(Beginning of DATASET EXTRACT)
PR #739, opened 2021-06-07
PDCL-5968 - resolve the sendEvent command with decisions with render status

ninaceban:
## Description

Resolve the sendEvent promise with `decisions` array.
We will have different use cases:

- `renderDecisions: true`

     1. Autorenderable decisions with 3 different `renderStatus`: 
         1. `RENDERED` - when all the items were successfully rendered
         2. `FAILED_TO_RENDER` - when all the items failed to render
         3. `PARTIALLY_RENDERED` - when at least one item has failed to render
         4.  items will also have a status: `SUCCEEDED_TO_RENDER` or `FAILED_TO_RENDER` 
     2. Form-Based composed decisions with `NON_RENDERABLE` status
     
- `renderDecisions: false` 
     1. Autorenderable decisions with `NOT_RENDERED` status
     2. Form-Based composed decisions with `NON_RENDERABLE` status

When `page-load` we will return decisions for:
1. `__view__` scope
2. `xdm.web.webPageDetails.viewName` view
3. `decisionScopes`

When viewChange we will return decisions for:
1.   `xdm.web.webPageDetails.viewName` view
    

---

## Types of changes

## Checklist:


ninaceban:
@Aaronius I'm working on the tests, but I would appreciate if you could review the overall approach I took into solving this issue. Thank you

src/components/Personalization/createViewChangeHandler.js
```diff
@@ -10,17 +10,34 @@ OF ANY KIND, either express or implied. See the License for the specific languag
...
   return ({ personalizationDetails, onResponse, onRequestFailure }) => {
     const viewName = personalizationDetails.getViewName();
-
+    const executedDecisionsResult = [];
     if (personalizationDetails.isRenderDecisions()) {
-      executeCachedViewDecisions({ viewName });
-      return;
+      executeCachedViewDecisions({ viewName }).then(result => {
+        executedDecisionsResult.push(result);
+      });
```
Aaronius, line 28: I don't really know what I'm talking about here, but should we be waiting for this promise? It seems like there might be a race condition where our `onResponse` callback reports `executedDecisionsResult` before `executedDecisionsResult.push` has had a chance to be called.

Aaronius (commented):
Thanks for this @ninaceban. The `NOT_RENDERED` status is an interesting one. This makes me wonder if we could simplify the number of constants we have since we're up to six at this point and they're a bit nuanced. What do you think if we just had status values of `succeeded`, `failed`, and `notAttempted`. So something like this:

* `renderDecisions: true`

  * Every auto-renderable decision will have one of the following `renderStatus` values:
    * `succeeded` - when all items were successfully rendered
    * `failed` - when _any_ item failed to render
  * Every item in every auto-renderable decision will have a `renderStatus` value of `succeeded` or `failed`.
  * Every form-based decision will have a `renderStatus` value of `notAttempted`.
  * Every item in every form-based decision will have a `renderStatus` values of `notAttempted`.

* `renderDecisions: false`

  * Every auto-renderable and form-based decision will have a `renderStatus` value of `notAttempted`.
  * Every item in every decision will have a `renderStatus` value of `notAttempted`.

I don't know for sure that this is the right way to go. I'd like your feedback.

I reviewed the code a bit, but it's hard for me to tell what's going on without putting a debugger in there and following it through, but we don't have sandbox examples that cover the various cases yet. I'll dig deeper once tests are implemented.

ninaceban:
> * `failed` - when _any_ item failed to render

We are still sending the `display` notification call for that decision even though an item have failed to render. I think we should keep the `PARTIALLY_RENDERED` status. 
I would still go with `NON_RENDERABLE` instead of `NOT_ATTEMPTED` because it is more descriptive for me, we can still discuss the naming in our check-in.
I will reduce the number of statuses to: `SUCCEEDED` , `FAILED`, `PARTIALLY_RENDERED` and `NON_RENDERABLE`. An Item will be  either`SUCCEEDED` or `FAILED`.

Aaronius:
Thanks, Nina. Keep going on the tests and we'll discuss during Check-in.

jfkhoury:
@ninaceban Do we close this PR?

Aaronius:
Closing in favor of https://github.com/adobe/alloy/pull/741.

PR #749, opened 2021-07-28
PDCL-6554: guard against spreading non iterable values

jfkhoury:
## Description

If `currentViewDecisions` is undefined, trying to spread it will throw an exception.

## Types of changes

## Checklist:


ninaceban:
@jfkhoury looks good to me, but I would fix the cause. The cause is because we returned in viewCache `viewStorage[viewName]` which means if there are no decisions for a specific view we would get `undefined`. I propose to return a empty array. Here is the PR: https://github.com/adobe/alloy/pull/750

ninaceban (approved):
(End of DATASET EXTRACT)
__TASK STATEMENT__. Each of the entries must be written out again exactly.

__SOLUTION__.
PR #739, opened 2021-06-07
PDCL-5968 - resolve the sendEvent command with decisions with render status

ninaceban:
## Description

Resolve the sendEvent promise with `decisions` array.
We will have different use cases:

- `renderDecisions: true`

     1. Autorenderable decisions with 3 different `renderStatus`: 
         1. `RENDERED` - when all the items were successfully rendered
         2. `FAILED_TO_RENDER` - when all the items failed to render
         3. `PARTIALLY_RENDERED` - when at least one item has failed to render
         4.  items will also have a status: `SUCCEEDED_TO_RENDER` or `FAILED_TO_RENDER` 
     2. Form-Based composed decisions with `NON_RENDERABLE` status
     
- `renderDecisions: false` 
     1. Autorenderable decisions with `NOT_RENDERED` status
     2. Form-Based composed decisions with `NON_RENDERABLE` status

When `page-load` we will return decisions for:
1. `__view__` scope
2. `xdm.web.webPageDetails.viewName` view
3. `decisionScopes`

When viewChange we will return decisions for:
1.   `xdm.web.webPageDetails.viewName` view
    

---

## Types of changes

## Checklist:


ninaceban:
@Aaronius I'm working on the tests, but I would appreciate if you could review the overall approach I took into solving this issue. Thank you

src/components/Personalization/createViewChangeHandler.js
```diff
@@ -10,17 +10,34 @@ OF ANY KIND, either express or implied. See the License for the specific languag
...
   return ({ personalizationDetails, onResponse, onRequestFailure }) => {
     const viewName = personalizationDetails.getViewName();
-
+    const executedDecisionsResult = [];
     if (personalizationDetails.isRenderDecisions()) {
-      executeCachedViewDecisions({ viewName });
-      return;
+      executeCachedViewDecisions({ viewName }).then(result => {
+        executedDecisionsResult.push(result);
+      });
```
Aaronius, line 28: I don't really know what I'm talking about here, but should we be waiting for this promise? It seems like there might be a race condition where our `onResponse` callback reports `executedDecisionsResult` before `executedDecisionsResult.push` has had a chance to be called.

Aaronius (commented):
Thanks for this @ninaceban. The `NOT_RENDERED` status is an interesting one. This makes me wonder if we could simplify the number of constants we have since we're up to six at this point and they're a bit nuanced. What do you think if we just had status values of `succeeded`, `failed`, and `notAttempted`. So something like this:

* `renderDecisions: true`

  * Every auto-renderable decision will have one of the following `renderStatus` values:
    * `succeeded` - when all items were successfully rendered
    * `failed` - when _any_ item failed to render
  * Every item in every auto-renderable decision will have a `renderStatus` value of `succeeded` or `failed`.
  * Every form-based decision will have a `renderStatus` value of `notAttempted`.
  * Every item in every form-based decision will have a `renderStatus` values of `notAttempted`.

* `renderDecisions: false`

  * Every auto-renderable and form-based decision will have a `renderStatus` value of `notAttempted`.
  * Every item in every decision will have a `renderStatus` value of `notAttempted`.

I don't know for sure that this is the right way to go. I'd like your feedback.

I reviewed the code a bit, but it's hard for me to tell what's going on without putting a debugger in there and following it through, but we don't have sandbox examples that cover the various cases yet. I'll dig deeper once tests are implemented.

ninaceban:
> * `failed` - when _any_ item failed to render

We are still sending the `display` notification call for that decision even though an item have failed to render. I think we should keep the `PARTIALLY_RENDERED` status. 
I would still go with `NON_RENDERABLE` instead of `NOT_ATTEMPTED` because it is more descriptive for me, we can still discuss the naming in our check-in.
I will reduce the number of statuses to: `SUCCEEDED` , `FAILED`, `PARTIALLY_RENDERED` and `NON_RENDERABLE`. An Item will be  either`SUCCEEDED` or `FAILED`.

Aaronius:
Thanks, Nina. Keep going on the tests and we'll discuss during Check-in.

jfkhoury:
@ninaceban Do we close this PR?

Aaronius:
Closing in favor of https://github.com/adobe/alloy/pull/741.

PR #749, opened 2021-07-28
PDCL-6554: guard against spreading non iterable values

jfkhoury:
## Description

If `currentViewDecisions` is undefined, trying to spread it will throw an exception.

## Types of changes

## Checklist:


ninaceban:
@jfkhoury looks good to me, but I would fix the cause. The cause is because we returned in viewCache `viewStorage[viewName]` which means if there are no decisions for a specific view we would get `undefined`. I propose to return a empty array. Here is the PR: https://github.com/adobe/alloy/pull/750

ninaceban (approved):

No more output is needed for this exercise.